++++ The input ++++
PR #66, opened 2020-09-06
Update FAQ.GeForce.en.md

ashishpatel1992:
Not mentioned in which file we need to add Device (PEG0){ .....


ashishpatel1992:
@vit9696 can you mention the filename in which we need to the above configuration?

vit9696:
There is no particular filename, it is just ACPI.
++++
• Your objective
Write out exactly the lines from the line containing "Not mentioned in" to the end of the listing above, both included, and nothing else.

• Response to this task
Not mentioned in which file we need to add Device (PEG0){ .....


ashishpatel1992:
@vit9696 can you mention the filename in which we need to the above configuration?

vit9696:
There is no particular filename, it is just ACPI.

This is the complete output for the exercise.